* **EXERCISE PROMPT**: Copy the records exactly. Every line must match.

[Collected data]
'''
PR #5325, opened 2018-11-15
[missing_formula] direct heroku to heroku/brew

JBallin:
**yes but there are 30 unrelated 'offenses'**
- [x] Have you written new tests for your changes?

-----

`heroku` was removed in #5145 but users who haven't tapped `heroku/brew` will be confused when they try to `brew install heroku`:

```
$ brew install heroku
Error: No available formula with the name "heroku"
==> Searching for a previously deleted formula (in the last month)...
Warning: homebrew/core is shallow clone. To get complete history run:
 git -C "$(brew --repo homebrew/core)" fetch --unshallow

heroku was deleted from homebrew/core in commit f3c308ab:
 heroku: remove formula.

To show the formula before removal run:
 git -C "$(brew --repo homebrew/core)" show f3c308ab^:Formula/heroku.rb

If you still use this formula consider creating your own tap:
 https://docs.brew.sh/How-to-Create-and-Maintain-a-Tap
```

I've added a message that directs them to install it via the `heroku/brew` tap:
```
$ brew install heroku
Error: No available formula with the name "heroku" 
We no longer package heroku but you can install it from heroku/brew's tap:
  brew install heroku/brew/heroku
```

### DIFF
--- a/Library/Homebrew/missing_formula.rb
+++ b/Library/Homebrew/missing_formula.rb
@@ -79,6 +79,10 @@ module Homebrew
           If you wish to use the 2.x release you can install with Homebrew Cask:
             brew cask install ngrok
         EOS
+        when "heroku" then <<~EOS
+          We no longer package heroku but it can be installed using heroku/brew's tap:
+            brew install heroku/brew/heroku
+        EOS
         end
       end
       alias generic_blacklisted_reason blacklisted_reason
--- a/Library/Homebrew/test/missing_formula_spec.rb
+++ b/Library/Homebrew/test/missing_formula_spec.rb
@@ -77,6 +77,10 @@ describe Homebrew::MissingFormula do
     specify "Xcode is blacklisted", :needs_macos do
       expect(%w[xcode Xcode]).to all be_blacklisted
     end
+
+    specify "heroku is blacklisted" do
+      expect("heroku").to be_blacklisted
+    end
   end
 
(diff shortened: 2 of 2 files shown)


MikeMcQuaid:
`tap_migrations.json` in Homebrew/homebrew-core would be the right fix for this but in this case we're intentionally not migrating people automatically. Thanks and sorry!

JBallin:
@MikeMcQuaid I agree they shouldn't be migrated automatically (which this doesn't do).

I was talking to a beginner yesterday who tried `brew install heroku` and got really confused at the output and ended up installing heroku using npm...I showed her that `brew install heroku/brew/heroku` is the officially recommended way to install the CLI.

I was hoping this would help other people like her. Is this just not worth special casing? Or is the issue that makes it seem like brew stands behind the tap, in which case we can change the language slightly?

JBallin:
@MikeMcQuaid, I'm aware of the issues with Heroku (I was the one that opened the [issue](https://github.com/heroku/homebrew-brew/issues/5), which has since been deleted by Heroku).

I still don't see why we wouldn't provide a helpful message saying "brew doesn't support `heroku` but heroku's official install is X".

MikeMcQuaid:
I don’t want to point to a tap that’s been actively adversarial towards this project and our maintainers. It suggests we support or at least encourage the use of it which is not the case.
'''
* **REPLY TO THE TASK**:
PR #5325, opened 2018-11-15
[missing_formula] direct heroku to heroku/brew

JBallin:
**yes but there are 30 unrelated 'offenses'**
- [x] Have you written new tests for your changes?

-----

`heroku` was removed in #5145 but users who haven't tapped `heroku/brew` will be confused when they try to `brew install heroku`:

```
$ brew install heroku
Error: No available formula with the name "heroku"
==> Searching for a previously deleted formula (in the last month)...
Warning: homebrew/core is shallow clone. To get complete history run:
 git -C "$(brew --repo homebrew/core)" fetch --unshallow

heroku was deleted from homebrew/core in commit f3c308ab:
 heroku: remove formula.

To show the formula before removal run:
 git -C "$(brew --repo homebrew/core)" show f3c308ab^:Formula/heroku.rb

If you still use this formula consider creating your own tap:
 https://docs.brew.sh/How-to-Create-and-Maintain-a-Tap
```

I've added a message that directs them to install it via the `heroku/brew` tap:
```
$ brew install heroku
Error: No available formula with the name "heroku" 
We no longer package heroku but you can install it from heroku/brew's tap:
  brew install heroku/brew/heroku
```

### DIFF
--- a/Library/Homebrew/missing_formula.rb
+++ b/Library/Homebrew/missing_formula.rb
@@ -79,6 +79,10 @@ module Homebrew
           If you wish to use the 2.x release you can install with Homebrew Cask:
             brew cask install ngrok
         EOS
+        when "heroku" then <<~EOS
+          We no longer package heroku but it can be installed using heroku/brew's tap:
+            brew install heroku/brew/heroku
+        EOS
         end
       end
       alias generic_blacklisted_reason blacklisted_reason
--- a/Library/Homebrew/test/missing_formula_spec.rb
+++ b/Library/Homebrew/test/missing_formula_spec.rb
@@ -77,6 +77,10 @@ describe Homebrew::MissingFormula do
     specify "Xcode is blacklisted", :needs_macos do
       expect(%w[xcode Xcode]).to all be_blacklisted
     end
+
+    specify "heroku is blacklisted" do
+      expect("heroku").to be_blacklisted
+    end
   end
 
(diff shortened: 2 of 2 files shown)


MikeMcQuaid:
`tap_migrations.json` in Homebrew/homebrew-core would be the right fix for this but in this case we're intentionally not migrating people automatically. Thanks and sorry!

JBallin:
@MikeMcQuaid I agree they shouldn't be migrated automatically (which this doesn't do).

I was talking to a beginner yesterday who tried `brew install heroku` and got really confused at the output and ended up installing heroku using npm...I showed her that `brew install heroku/brew/heroku` is the officially recommended way to install the CLI.

I was hoping this would help other people like her. Is this just not worth special casing? Or is the issue that makes it seem like brew stands behind the tap, in which case we can change the language slightly?

JBallin:
@MikeMcQuaid, I'm aware of the issues with Heroku (I was the one that opened the [issue](https://github.com/heroku/homebrew-brew/issues/5), which has since been deleted by Heroku).

I still don't see why we wouldn't provide a helpful message saying "brew doesn't support `heroku` but heroku's official install is X".

MikeMcQuaid:
I don’t want to point to a tap that’s been actively adversarial towards this project and our maintainers. It suggests we support or at least encourage the use of it which is not the case.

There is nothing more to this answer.